# Movie s



## ironman (Jul 31, 2017)

Does anyone know where I can download and save movies free so when I don't have internet


----------



## AAAutin (Aug 1, 2017)

I use link aggregator sites (TwoMovies.tv is a good one) and look for links from thevideo.me or vidup.me—these hosts have downloadable options. (But be forewarned: you'll have to dismiss a shit ton of pop-ups in the process.)

There's also solarmoviez.to, where—whilst streaming—if you right-click/long-tap on the video frame, you'll be provided the opportunity to download. (File sizes tend to be much larger this way.)
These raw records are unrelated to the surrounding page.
PR #394, opened 2018-08-31
📙 Remove all but ipfs urls from listing pictures before indexing.

DanielVF:
Instead of removing all pictures data, let's keep IPFS urls.

### DIFF
--- a/daemon/indexing/listener/listener.js
+++ b/daemon/indexing/listener/listener.js
@@ -281,9 +281,9 @@ async function handleLog(log, rule, contractVersion, context) {
   const userAddress = log.decoded.party
   const ipfsHash = log.decoded.ipfsHash
 
-  //TODO: remove binary data from pictures in a proper way.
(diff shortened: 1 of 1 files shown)


franckc:
Some merge conflicts due to recent schema changes.
Also, there has been some recent updates to the DataStore so I don't expect any listing to have pictures as Data URLs anymore. See this [code](https://github.com/OriginProtocol/origin-js/blob/master/src/services/_data-store-adapter.js#L84).

So I'm not sure we need to do any filtering anymore ? Except if it is to guard against listing data uploaded directly by partners/malicious actors and that bypassed origin-js code.
But maybe for that we should add some additional guards in marketplace.getListing to detect those potentially malformed/malicious listings ?

DanielVF:
I'll close this PR, no need for it anymore.

We do need to make sure we always keep it a throwing error in origin.js when loading a listing using http/https images, since anyone could track people by using them.

PR #395, opened 2018-08-31
📙 GraphQL convention is to use camelCase connection names in the queryroot

DanielVF:
GraphQL convention is to use camelCase connection names in the query root

(see Facebook, GitHub, and Shopify APIs)

https://developer.github.com/v4/query/
https://help.shopify.com/en/api/graphql-admin-api/reference/queryroot

This is a breaking change, and we’ll need to update the dapp search branch later.


franckc:
@sparrowDom FYI

PR #397, opened 2018-08-31
📙 Discovery - Use Elasticsearch for searching all listings

DanielVF:
Use Elasticsearch for all listings searches, rather than using DB for all listings and elasticsearch for text searching listings.


DanielVF:
Made style fix.

PR #399, opened 2018-09-01
📙 Discovery - switch connections to using “nodes”

DanielVF:
I like github/facebook's schema's style better, using just "nodes" for the actual object list. I think it's easier to read when compared with aways duplicating the name of the thing we are accessing.

    listings{nodes{id}} <-- new
      vs.
    listings{listings{id}}  <-- old

Plus it's a little more standard.

@sparrowDom (This change will affect you)


sparrowDom:
Cool, @DanielVF thanks for the heads up!

PR #403, opened 2018-09-04
Implement a Listing abstraction

franckc:
### Checklist:

### Description:
This PR implements a "Listing" object that can be used as a stable interface exposed by origin-js to the DApps for accessing listing data.

For context, I realized I needed something like this to be able to roll out the new listing schema and after talking with @tyleryasaka and @micahalcorn it turned out it was something they were already thinking would be good to have in place.

Notes:
 - The new core listing schema is used to store data in IPFS.
 - The concept of "schema adapters" allows to load listing stored using old schemas. This makes it possible to support backward compatibility. There is no support for forward compatibility - it seems reasonable that a DApp developer would have to upgrade her origin-js version in order to interact with listings created with a new version of the schema.
 - The code that reads and writes listing data to IPFS is encapsulated in a ListingIpfsStore class. This should make it easy to swap a different type of storage if needed in the future (ex: filecoin ?)
  - The Listing object directly inherits from a variety of properties that are read from the blockchain (ex: offers, events, status, etc...). These properties are likely to change in future versions so ideally they should get abstracted. To keep the scope of this PR manageable, let's have discussions and handle this as a separate PR.

There is a number of changes that will be required on the DApp side to use this new Listing interface, including:
  - Some renames to use the fields 'title', 'category', 'subCategory'
  - Updates for using the Money object for price, commission and securityDeposit


DanielVF:
I like it.

Schema looks nice.

I guess throwing is the right way to go for validation errors, since those would really be a programatic error, rather than a user error at this level.

franckc:
@nick As FYI since he wrote a lot of the marketplace code.

src/resources/listing.js
```diff
@@ -0,0 +1,225 @@
...
+      subCategory:    data.subCategory,
+      language:       data.language,
+      title:          data.title,
+      description:    data.description,
+      media:          data.media,
+      expiry:         data.expiry,
+    }
+
+    // Unit data.
+    if (listing.type === 'unit') {
```
nick: Is it worth treating unit and fractional listing types as fundamentally different now that they're the same on-chain?

franckc: They are identical onchain but differ off-chain in the IPFS data. This method handles deserializing the data from off-chain, that's why unit vs fractional are handled differently.

Now, you are right that for our V1 release we won't support fractional. But I thought would be good to have it here as a placeholder. Since fractional usage schema is purely additive, I was thinking that when we finalize it after our V1 release, we can just put it in schema V1. We won't have to put in a schema V2, which will save us from writing a new SchemaAdapterV2.

Having said that, if this is too confusing, I can definitely remove any reference to fractional for now.

src/resources/listing.js
```diff
@@ -0,0 +1,226 @@
...
+const ajv = new Ajv({allErrors: true})
+// To use the draft-06 JSON schema, we need to explicitly add it to ajv.
+ajv.addMetaSchema(require('ajv/lib/refs/json-schema-draft-06.json'))
+ajv.addSchema(schemaV1)
+
+
+//
+// Listing is the main interface exposed by Origin Protocol to access data from a listing.
+//
+class Listing {
```
tyleryasaka: I think this looks great, but with our current setup resources are publicly exposed. I actually think we do need to have a listing resource so that people can do things like `origin.listings.create`, etc. But that resource should contain the public methods.

If something is not public facing, we've been making it a `service`. I think making this a `listing-service` might make sense here, unless you have any other suggestions.

src/resources/listing.js
tyleryasaka: Yeah fractional listings differ enough in ipfs data format that I think it makes sense to make them separate types. Fractional listings have the concept of time slots and the restriction that multiple bookings for the same item should not overlap.

test/resource_listing.test.js
```diff
@@ -0,0 +1,148 @@
...
+chai.use(chaiAsPromised)
+
+const expect = chai.expect
+
+import { Listing, ListingIpfsStore} from '../src/resources/listing.js'
+import sinon from 'sinon'
+import goodListing from './data/listing-valid'
+
+
+describe('Listing', () => {
```
tyleryasaka: 🎉 hooray for testing

src/resources/listing.js
tyleryasaka: One other thought: `service` doesn't necessarily make sense here to me either. This seems like a different type of thing than our contract service, for example.

What about `model`? We could start introducing the concept of models into this codebase. So this would be under `src/models/listing-model.js`

PR #419, opened 2018-09-06
fix compiler version

tyleryasaka:

### Checklist:

### Description:

Our solc version specified in package.json has been out of sync with our contracts. This went undetected because our package-lock.json file has not been properly synced for some time.

- Sync package-lock
- Upgrade contracts to solc ^0.4.24
- Fix resulting warnings & issues

### DIFF
--- a/contracts/contracts/Migrations.sol
+++ b/contracts/contracts/Migrations.sol
@@ -1,4 +1,4 @@
-pragma solidity ^0.4.23;
+pragma solidity ^0.4.24;
 
 contract Migrations {
   address public owner;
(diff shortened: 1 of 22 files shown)


micahalcorn:
@tyleryasaka I get a bunch of compilation errors after this merge and @crazybuster says it's because I need a newer version of truffle. Is it possible that I'm getting away with my existing [`4.1.8`](https://github.com/OriginProtocol/origin-js/blob/master/package.json#L77) during `install:dev` but that a clean repo would install something later that is, in fact, necessary?

PR #725, opened 2016-11-03
Refactor saving user profile

imdadahad:
A small refactor of how we save user profile details (removing the schema dependency).

### DIFF
--- a/app/dao/users_dao.py
+++ b/app/dao/users_dao.py
@@ -7,8 +7,18 @@ from app import db
 from app.models import (User, VerifyCode)
 
 
+def _remove_values_for_keys_if_present(dict, keys):
+    for key in keys:
+        dict.pop(key, None)
+
+
 def create_secret_code():
     return ''.join(map(str, random.sample(range(9), 5)))
+
+
+def save_user_attribute(usr, update_dict={}):
+    db.session.query(User).filter_by(id=usr.id).update(update_dict)
+    db.session.commit()
 
 
 def save_model_user(usr, update_dict={}, pwd=None):
@@ -16,9 +26,7 @@ def save_model_user(usr, update_dict={}, pwd=None):
         usr.password = pwd
         usr.password_changed_at = datetime.utcnow()
     if update_dict:
-        if update_dict.get('id'):
-            del update_dict['id']
-            update_dict.pop('password_changed_at')
+        _remove_values_for_keys_if_present(update_dict, ['id', 'password_changed_at'])
         db.session.query(User).filter_by(id=usr.id).update(update_dict)
     else:
         db.session.add(usr)
@@ -74,7 +82,7 @@ def delete_user_verify_codes(user):
     db.session.commit()
 
 
-def get_model_users(user_id=None):
+def get_user_by_id(user_id=None):
     if user_id:
         return User.query.filter_by(id=user_id).one()
     return User.query.filter_by().all()
--- a/app/schemas.py
+++ b/app/schemas.py
@@ -110,8 +110,9 @@ class UserUpdateAttributeSchema(BaseSchema):
     class Meta:
         model = models.User
         exclude = (
-            "updated_at", "created_at", "user_to_service",
-            "_password", "verify_codes")
+            'id', 'updated_at', 'created_at', 'user_to_service',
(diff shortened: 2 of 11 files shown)


app/dao/users_dao.py
```diff
@@ -16,9 +21,7 @@ def save_model_user(usr, update_dict={}, pwd=None):
         usr.password = pwd
         usr.password_changed_at = datetime.utcnow()
     if update_dict:
-        if update_dict.get('id'):
-            del update_dict['id']
-            update_dict.pop('password_changed_at')
+        _remove_values_for_keys_if_present(update_dict, ['id', 'password', 'password_changed_at'])
```
quis: Why are we also `pop`ing the password field? Not saying it’s a bad idea, would just be good to know the reason.

imdadahad: Initially it was because the schema checks were being omitted resulting in the password being included in the update_dict. Anyhow I've changed to put it back in and using a separate schema for my changes.

app/user/rest.py
```diff
@@ -66,9 +69,20 @@ def update_user(user_id):
     return jsonify(data=user_schema.dump(user_to_update).data), 200
 
 
+@user.route('/<uuid:user_id>/update-attribute', methods=['PUT'])
```
minglis: Should this endpoint be:

POST /user/<id>

That would allow updating of fields without the need for a new path.

app/user/rest.py
```diff
@@ -53,7 +56,7 @@ def create_user():
 
 @user.route('/<uuid:user_id>', methods=['PUT'])
 def update_user(user_id):
```
minglis: Is this endpoint marked for deletion? Once we have POST (See other comment) and an update that allows per field updating can we remove the PUT whole user endpoint?

app/user/rest.py
minglis: that should be POST /users/123456

app/user/rest.py
```diff
@@ -4,15 +4,16 @@
 from flask import (jsonify, request, Blueprint, current_app)
```
minglis: Are we adding a "change-password" POST endpoint into this class?

imdadahad: Yeah, was planning to do so after these set of changes were in first

app/user/rest.py
imdadahad: yep, plan is to remove this completely after this change and the password change is in.

app/schemas.py
```diff
@@ -105,6 +105,41 @@ class Meta:
         strict = True
 
 
+class UserUpdateAttributeSchema(BaseSchema):
+
+    class Meta:
+        model = models.User
+        exclude = (
+            "updated_at", "created_at", "user_to_service",
```
servingUpAces: should add id to this list

tests/app/dao/test_users_dao.py
```diff
@@ -37,34 +38,34 @@ def test_create_user(notify_api, notify_db, notify_db_session):
...
-        get_model_users(user_id=fake_uuid)
+        get_user_by_id(user_id=fake_uuid)
         pytest.fail("NoResultFound exception not thrown.")
     except NoResultFound as e:
         pass
 
 
 def test_get_user_invalid_id(notify_api, notify_db, notify_db_session):
     try:
-        get_model_users(user_id="blah")
```
servingUpAces: you can use with pytest.raises(DataError) rather than a try catch

tests/app/user/test_rest.py
```diff
@@ -180,6 +181,29 @@ def test_put_user(notify_api, notify_db, notify_db_session, sample_service):
...
+    resp = client.post(
+        url_for('user.update_user_attribute', user_id=sample_user.id),
+        data=json.dumps(update_dict),
+        headers=headers)
+
+    assert resp.status_code == 200
+    json_resp = json.loads(resp.get_data(as_text=True))
+    assert json_resp['data'][user_attribute] == user_value
+
+
```
servingUpAces: We should have a test to make sure that the endpoint does not allow us to update the excluded fields in the user_update_schema_load_json

imdadahad: Added test_user_update_schema_rejects_disallowed_attribute_keys

PR #726, opened 2016-11-03
update python client to 2.0.0

leohemsted:
this is to prevent 500 errors because <2.0.0 raised AssertionError if supplied JWT tokens were incorrectly formatted

tests added

- [x] https://github.com/alphagov/notifications-python-client/pull/40


minglis:
👍 Should help with those difficult to understand errors.

PR #730, opened 2016-11-07
Add ‘letter’ as a possible template type

quis:
Depends on:
- [x] https://github.com/alphagov/notifications-api/pull/731

So that you can create and get letter templates.

Fairly straightforward with few changes, apart from loads of whitespace-only changes in 1cda00b

Best to look at the commits in isolation because of that last one.


quis:
@minglis Raised a separate PR for the migration here: https://github.com/alphagov/notifications-api/pull/731

quis:
Rebased to remove the migration from this PR.

PR #731, opened 2016-11-10
Add letter to possible template types in DB

quis:
A letter type was added to the `enum` in the `Template` model at the same it was added to the `Notification` model. But the migration was only done for the `notifications` table, not the `templates` table.

See: https://github.com/alphagov/notifications-api/commit/25db1bce#diff-516aab258e161fc65e7564dabd2c625aR19

This commit does the migration to add `letter` as a possible value for the `template_type` column, which is a bit fiddly because `enum`s.

Before:
```
notification_api=# select enum_range(null::template_type);
 enum_range
-------------
 {sms,email}
(1 row)
```

After upgrade:
```
notification_api=# select enum_range(null::template_type);
     enum_range
--------------------
 {sms,email,letter}
(1 row)
```

After downgrade
```
notification_api=# select enum_range(null::template_type);
 enum_range
-------------
 {sms,email}
(1 row)
```

### DIFF
--- a/migrations/versions/0059_add_letter_template_type.py
+++ b/migrations/versions/0059_add_letter_template_type.py
@@ -1,0 +1,56 @@
+"""empty message
+
+Revision ID: f266fb67597a
+Revises: 0058_add_letters_flag
+Create Date: 2016-11-07 16:13:18.961527
+
+"""
+
+from alembic import op
+import sqlalchemy as sa
+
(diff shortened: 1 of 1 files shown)


quis:
Failing due to low disk space on Jenkins.

quis:
Jenkins is happy again.

PR #732, opened 2016-11-10
Change v2 error resp

servingUpAces:
update V2 error response to  …
{
 status_code: 403,
 errors: [error: AuthError, message: token has expired}]
}

### DIFF
--- a/app/schema_validation/__init__.py
+++ b/app/schema_validation/__init__.py
@@ -19,7 +19,7 @@ def build_error_message(errors, schema):
         field = {s[1]: s[2].strip()}
         fields.append(field)
     message = {
-        "code": "1001",
+        "status_code": 400,
         "message": "Validation error occurred - {}".format(schema['title']),
         "fields": fields
     }
--- a/app/schema_validation/__init__.py
+++ b/app/schema_validation/__init__.py
@@ -1,5 +1,4 @@
 import json
-from collections import OrderedDict
 
 from jsonschema import Draft4Validator, ValidationError
 
--- a/app/schema_validation/__init__.py
+++ b/app/schema_validation/__init__.py
@@ -1,4 +1,6 @@
 import json
+from collections import OrderedDict
+
 from jsonschema import Draft4Validator, ValidationError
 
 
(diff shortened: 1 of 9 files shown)


leohemsted:
i think we should always make it a string now - i can't think of a case where a dict would contain multiple entries (they should be separate items in `errors` now) and i can't think of any error message that we couldn't just make unambiguous to remove the need for the key field

servingUpAces:
I agree. The last commit changes the validation error to just read like a sentence rather than be a dict.

app/schema_validation/__init__.py
```diff
@@ -16,13 +18,11 @@ def build_error_message(errors, schema):
         field = "'{}' {}".format(e.path[0], e.schema.get('validationMessage')) if e.schema.get(
             'validationMessage') else e.message
         s = field.split("'")
-        field = {s[1]: s[2].strip()}
+        field = OrderedDict({"error": "ValidationError", "message": "{}{}".format(s[1], s[2])})
```
leohemsted: OrderedDict doesn't gain us anything here - especially in its current invocation, which would simply keep the ordering of the dict containing `error` and `message`, which as we know is arbitrary.

kill the ordered dict i say

leohemsted: if you really want to sort the keys (which i don't think is especially worthwhile as it'll be an unformatted blob, which when is read in will lose ordering), then you can call `sort_keys=True` on json.dumps


```
>>> json.dumps(x)
'{"b": 1, "a": 1, "c": 1}'
>>> json.dumps(x, sort_keys=True)
'{"a": 1, "b": 1, "c": 1}'
```

tests/app/notifications/test_validators.py
```diff
@@ -49,10 +48,9 @@ def test_check_template_is_for_notification_type_fails_when_template_type_does_n
     with pytest.raises(BadRequestError) as e:
         check_template_is_for_notification_type(notification_type=notification_type,
                                                 template_type=template_type)
-    assert e.value.code == 10400
+    e.value.status_code == 400
```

And, of course, there's always torrenting...


----------



## ironman (Aug 1, 2017)

AAAutin said:


> I use link aggregator sites (TwoMovies.tv is a good one) and look for links from thevideo.me or vidup.me—these hosts have downloadable options. (But be forewarned: you'll have to dismiss a shit ton of pop-ups in the process.)
> 
> There's also solarmoviez.to, where—whilst streaming—if you right-click/long-tap on the video frame, you'll be provided the opportunity to download. (File sizes tend to be much larger this way.)
> 
> And, of course, there's always torrenting...


Thanks I give those a try .


----------